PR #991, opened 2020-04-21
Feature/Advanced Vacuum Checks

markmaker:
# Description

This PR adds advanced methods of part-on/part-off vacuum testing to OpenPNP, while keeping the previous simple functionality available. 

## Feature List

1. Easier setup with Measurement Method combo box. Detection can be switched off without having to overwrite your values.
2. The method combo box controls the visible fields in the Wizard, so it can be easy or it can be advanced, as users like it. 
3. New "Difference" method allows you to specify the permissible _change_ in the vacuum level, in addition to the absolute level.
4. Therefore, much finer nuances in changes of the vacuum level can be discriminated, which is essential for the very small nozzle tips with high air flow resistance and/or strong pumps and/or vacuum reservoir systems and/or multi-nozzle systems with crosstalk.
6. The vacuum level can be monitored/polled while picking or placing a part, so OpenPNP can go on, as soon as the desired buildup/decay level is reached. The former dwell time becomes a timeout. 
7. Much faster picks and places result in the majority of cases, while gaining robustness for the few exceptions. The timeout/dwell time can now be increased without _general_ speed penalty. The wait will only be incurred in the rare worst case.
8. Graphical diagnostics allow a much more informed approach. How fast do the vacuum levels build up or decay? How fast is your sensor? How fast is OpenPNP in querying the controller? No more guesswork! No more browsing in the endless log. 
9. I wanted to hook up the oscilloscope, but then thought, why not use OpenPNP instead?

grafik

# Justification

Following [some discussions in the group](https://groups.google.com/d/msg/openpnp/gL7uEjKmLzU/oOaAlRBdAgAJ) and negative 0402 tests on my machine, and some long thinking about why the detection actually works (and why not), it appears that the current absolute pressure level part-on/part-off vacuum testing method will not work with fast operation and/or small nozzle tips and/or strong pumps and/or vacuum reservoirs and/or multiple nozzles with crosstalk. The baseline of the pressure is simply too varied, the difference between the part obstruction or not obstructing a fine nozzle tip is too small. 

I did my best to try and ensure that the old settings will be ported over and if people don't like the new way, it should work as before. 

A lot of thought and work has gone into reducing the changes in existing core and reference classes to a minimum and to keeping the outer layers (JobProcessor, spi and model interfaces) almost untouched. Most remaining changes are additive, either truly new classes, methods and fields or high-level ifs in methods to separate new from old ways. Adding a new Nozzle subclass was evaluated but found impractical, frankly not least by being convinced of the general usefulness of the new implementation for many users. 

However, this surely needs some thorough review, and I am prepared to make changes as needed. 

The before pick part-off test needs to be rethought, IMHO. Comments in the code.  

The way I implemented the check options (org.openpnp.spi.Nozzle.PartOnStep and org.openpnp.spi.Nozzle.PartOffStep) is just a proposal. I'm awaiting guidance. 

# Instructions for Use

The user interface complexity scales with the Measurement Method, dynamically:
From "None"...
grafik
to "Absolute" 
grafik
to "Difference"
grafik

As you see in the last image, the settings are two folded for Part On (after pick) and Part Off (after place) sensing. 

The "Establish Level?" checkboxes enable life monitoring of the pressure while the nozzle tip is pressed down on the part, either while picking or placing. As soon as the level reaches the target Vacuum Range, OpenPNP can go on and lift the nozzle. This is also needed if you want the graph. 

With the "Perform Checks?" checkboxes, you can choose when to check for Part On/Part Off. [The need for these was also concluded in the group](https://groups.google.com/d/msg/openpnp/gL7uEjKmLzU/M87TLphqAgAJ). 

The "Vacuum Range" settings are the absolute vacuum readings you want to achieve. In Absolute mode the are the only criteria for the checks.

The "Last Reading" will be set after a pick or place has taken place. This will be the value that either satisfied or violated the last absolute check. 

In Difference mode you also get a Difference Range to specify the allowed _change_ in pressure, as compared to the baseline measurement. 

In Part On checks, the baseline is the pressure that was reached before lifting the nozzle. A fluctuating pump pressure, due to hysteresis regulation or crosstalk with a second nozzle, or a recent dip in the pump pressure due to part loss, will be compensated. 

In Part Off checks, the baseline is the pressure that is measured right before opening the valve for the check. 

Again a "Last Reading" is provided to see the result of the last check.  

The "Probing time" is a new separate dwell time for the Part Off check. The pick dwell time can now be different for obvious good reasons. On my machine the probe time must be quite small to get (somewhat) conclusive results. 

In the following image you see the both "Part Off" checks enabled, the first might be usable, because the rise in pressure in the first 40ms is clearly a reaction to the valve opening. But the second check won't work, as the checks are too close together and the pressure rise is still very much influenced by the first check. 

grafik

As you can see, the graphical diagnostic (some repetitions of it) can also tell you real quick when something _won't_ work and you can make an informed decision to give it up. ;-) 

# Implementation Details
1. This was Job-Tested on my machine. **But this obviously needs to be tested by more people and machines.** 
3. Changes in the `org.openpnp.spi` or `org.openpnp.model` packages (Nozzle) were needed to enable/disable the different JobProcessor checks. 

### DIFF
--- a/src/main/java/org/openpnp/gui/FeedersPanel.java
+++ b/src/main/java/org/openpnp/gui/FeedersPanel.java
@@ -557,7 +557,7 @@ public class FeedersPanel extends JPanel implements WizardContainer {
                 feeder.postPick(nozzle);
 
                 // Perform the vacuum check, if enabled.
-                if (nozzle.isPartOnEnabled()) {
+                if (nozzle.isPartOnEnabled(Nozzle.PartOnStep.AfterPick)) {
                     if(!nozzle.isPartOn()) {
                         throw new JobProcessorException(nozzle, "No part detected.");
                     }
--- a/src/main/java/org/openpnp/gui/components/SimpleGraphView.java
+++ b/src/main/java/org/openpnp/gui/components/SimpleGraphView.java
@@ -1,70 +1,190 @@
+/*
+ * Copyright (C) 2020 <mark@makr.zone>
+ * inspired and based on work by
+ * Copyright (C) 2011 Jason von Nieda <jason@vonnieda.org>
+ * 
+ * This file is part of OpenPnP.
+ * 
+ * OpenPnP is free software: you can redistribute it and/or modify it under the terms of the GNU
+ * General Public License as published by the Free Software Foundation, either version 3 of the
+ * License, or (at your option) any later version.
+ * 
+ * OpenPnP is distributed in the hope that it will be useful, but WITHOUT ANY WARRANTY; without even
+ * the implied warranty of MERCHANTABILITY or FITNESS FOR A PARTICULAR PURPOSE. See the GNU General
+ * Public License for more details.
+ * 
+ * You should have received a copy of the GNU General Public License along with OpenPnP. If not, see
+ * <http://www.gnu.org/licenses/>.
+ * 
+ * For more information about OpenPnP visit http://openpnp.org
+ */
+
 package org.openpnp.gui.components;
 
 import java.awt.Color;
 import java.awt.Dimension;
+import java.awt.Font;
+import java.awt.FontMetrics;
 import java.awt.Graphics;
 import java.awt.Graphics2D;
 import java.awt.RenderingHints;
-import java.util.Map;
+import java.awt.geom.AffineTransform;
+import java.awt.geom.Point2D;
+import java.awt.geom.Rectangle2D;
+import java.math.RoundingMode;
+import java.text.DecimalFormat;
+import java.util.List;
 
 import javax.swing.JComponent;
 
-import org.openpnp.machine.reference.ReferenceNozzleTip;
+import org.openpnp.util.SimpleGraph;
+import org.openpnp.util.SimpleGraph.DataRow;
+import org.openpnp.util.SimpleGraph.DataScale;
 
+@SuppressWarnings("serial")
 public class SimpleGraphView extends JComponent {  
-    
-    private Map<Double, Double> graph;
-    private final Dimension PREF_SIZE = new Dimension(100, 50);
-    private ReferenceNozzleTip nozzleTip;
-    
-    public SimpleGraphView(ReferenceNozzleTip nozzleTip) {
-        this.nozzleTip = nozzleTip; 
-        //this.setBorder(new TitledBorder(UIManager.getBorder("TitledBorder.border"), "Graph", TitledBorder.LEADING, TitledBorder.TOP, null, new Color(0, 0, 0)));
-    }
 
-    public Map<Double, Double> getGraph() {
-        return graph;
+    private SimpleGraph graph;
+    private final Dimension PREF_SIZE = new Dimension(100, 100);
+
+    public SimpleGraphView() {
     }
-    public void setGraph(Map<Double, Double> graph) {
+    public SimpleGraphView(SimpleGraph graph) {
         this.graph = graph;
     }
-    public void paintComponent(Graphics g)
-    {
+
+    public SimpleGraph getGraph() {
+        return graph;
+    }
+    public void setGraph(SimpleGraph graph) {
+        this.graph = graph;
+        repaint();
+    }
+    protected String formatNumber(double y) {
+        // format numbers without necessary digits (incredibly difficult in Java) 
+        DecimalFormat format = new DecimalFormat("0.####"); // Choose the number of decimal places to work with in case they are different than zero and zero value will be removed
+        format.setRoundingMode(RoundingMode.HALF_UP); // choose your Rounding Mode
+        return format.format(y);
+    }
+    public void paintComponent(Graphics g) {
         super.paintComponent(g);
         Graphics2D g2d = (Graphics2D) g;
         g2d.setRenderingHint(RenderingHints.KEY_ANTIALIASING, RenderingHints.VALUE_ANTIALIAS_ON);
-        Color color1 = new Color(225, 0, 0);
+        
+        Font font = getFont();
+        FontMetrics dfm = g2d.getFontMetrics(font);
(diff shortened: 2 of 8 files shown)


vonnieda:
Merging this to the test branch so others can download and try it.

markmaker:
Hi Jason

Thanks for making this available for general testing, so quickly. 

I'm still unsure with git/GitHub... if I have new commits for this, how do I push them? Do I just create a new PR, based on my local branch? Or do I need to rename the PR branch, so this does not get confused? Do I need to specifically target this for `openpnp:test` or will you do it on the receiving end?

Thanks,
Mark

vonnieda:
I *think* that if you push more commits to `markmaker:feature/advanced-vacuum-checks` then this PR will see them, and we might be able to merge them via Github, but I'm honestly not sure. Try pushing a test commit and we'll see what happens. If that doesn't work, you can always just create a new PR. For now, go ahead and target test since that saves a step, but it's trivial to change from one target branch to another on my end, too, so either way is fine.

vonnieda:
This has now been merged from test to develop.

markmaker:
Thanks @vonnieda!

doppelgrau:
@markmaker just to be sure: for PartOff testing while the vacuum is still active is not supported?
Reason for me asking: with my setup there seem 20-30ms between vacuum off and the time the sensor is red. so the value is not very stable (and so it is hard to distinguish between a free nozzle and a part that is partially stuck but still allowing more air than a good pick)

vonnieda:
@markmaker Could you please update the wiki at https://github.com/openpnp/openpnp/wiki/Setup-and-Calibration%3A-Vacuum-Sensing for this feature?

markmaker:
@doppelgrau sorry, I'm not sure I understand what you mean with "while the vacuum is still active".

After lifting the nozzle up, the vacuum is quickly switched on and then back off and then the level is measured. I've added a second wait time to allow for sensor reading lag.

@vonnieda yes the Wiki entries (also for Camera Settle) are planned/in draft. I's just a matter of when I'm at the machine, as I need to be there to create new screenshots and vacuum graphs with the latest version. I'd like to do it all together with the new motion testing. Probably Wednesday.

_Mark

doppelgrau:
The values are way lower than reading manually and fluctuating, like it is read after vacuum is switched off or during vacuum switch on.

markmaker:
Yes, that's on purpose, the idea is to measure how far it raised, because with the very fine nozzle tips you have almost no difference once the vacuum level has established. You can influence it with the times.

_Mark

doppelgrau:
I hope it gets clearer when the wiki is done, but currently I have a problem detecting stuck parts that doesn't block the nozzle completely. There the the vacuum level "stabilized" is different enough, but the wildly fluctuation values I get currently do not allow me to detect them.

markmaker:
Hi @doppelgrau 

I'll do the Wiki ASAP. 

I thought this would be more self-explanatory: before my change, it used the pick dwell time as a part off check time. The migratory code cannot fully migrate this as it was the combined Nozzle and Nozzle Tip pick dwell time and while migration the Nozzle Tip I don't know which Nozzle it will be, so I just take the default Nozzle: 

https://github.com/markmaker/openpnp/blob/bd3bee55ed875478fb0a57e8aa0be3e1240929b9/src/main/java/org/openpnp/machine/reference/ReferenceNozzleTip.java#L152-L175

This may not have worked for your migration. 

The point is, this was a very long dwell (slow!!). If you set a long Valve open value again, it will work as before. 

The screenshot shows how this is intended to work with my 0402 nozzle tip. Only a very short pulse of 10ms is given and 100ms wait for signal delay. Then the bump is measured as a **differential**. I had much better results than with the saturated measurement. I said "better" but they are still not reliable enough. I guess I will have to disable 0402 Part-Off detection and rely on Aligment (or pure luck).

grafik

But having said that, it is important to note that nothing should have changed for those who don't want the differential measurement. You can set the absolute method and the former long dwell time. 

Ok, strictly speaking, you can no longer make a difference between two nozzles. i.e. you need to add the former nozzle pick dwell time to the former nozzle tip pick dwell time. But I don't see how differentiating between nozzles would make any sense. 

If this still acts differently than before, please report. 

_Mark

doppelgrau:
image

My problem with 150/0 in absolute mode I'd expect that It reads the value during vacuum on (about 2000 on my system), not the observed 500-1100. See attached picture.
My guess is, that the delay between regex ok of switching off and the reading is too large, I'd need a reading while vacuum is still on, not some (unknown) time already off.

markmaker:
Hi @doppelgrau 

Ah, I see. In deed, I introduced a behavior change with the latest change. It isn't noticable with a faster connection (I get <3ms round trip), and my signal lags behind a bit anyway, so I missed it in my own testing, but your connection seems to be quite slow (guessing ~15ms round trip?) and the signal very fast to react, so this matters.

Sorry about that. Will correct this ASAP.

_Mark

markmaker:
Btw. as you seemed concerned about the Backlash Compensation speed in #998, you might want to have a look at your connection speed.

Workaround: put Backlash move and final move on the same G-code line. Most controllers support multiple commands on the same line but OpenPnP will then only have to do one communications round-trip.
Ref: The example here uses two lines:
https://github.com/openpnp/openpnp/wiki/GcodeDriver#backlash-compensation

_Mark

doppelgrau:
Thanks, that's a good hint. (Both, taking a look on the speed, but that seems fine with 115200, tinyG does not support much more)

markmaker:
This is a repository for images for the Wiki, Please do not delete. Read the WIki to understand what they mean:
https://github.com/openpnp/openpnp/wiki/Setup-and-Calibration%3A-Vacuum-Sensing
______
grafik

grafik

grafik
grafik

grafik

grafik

━━━━━━━━

What you will do: Nothing past the line containing "6. The vacuum" should be restated; transcribe the material exactly from its first line through that line.

Reply:
PR #991, opened 2020-04-21
Feature/Advanced Vacuum Checks

markmaker:
# Description

This PR adds advanced methods of part-on/part-off vacuum testing to OpenPNP, while keeping the previous simple functionality available. 

## Feature List

1. Easier setup with Measurement Method combo box. Detection can be switched off without having to overwrite your values.
2. The method combo box controls the visible fields in the Wizard, so it can be easy or it can be advanced, as users like it. 
3. New "Difference" method allows you to specify the permissible _change_ in the vacuum level, in addition to the absolute level.
4. Therefore, much finer nuances in changes of the vacuum level can be discriminated, which is essential for the very small nozzle tips with high air flow resistance and/or strong pumps and/or vacuum reservoir systems and/or multi-nozzle systems with crosstalk.
6. The vacuum level can be monitored/polled while picking or placing a part, so OpenPNP can go on, as soon as the desired buildup/decay level is reached. The former dwell time becomes a timeout. 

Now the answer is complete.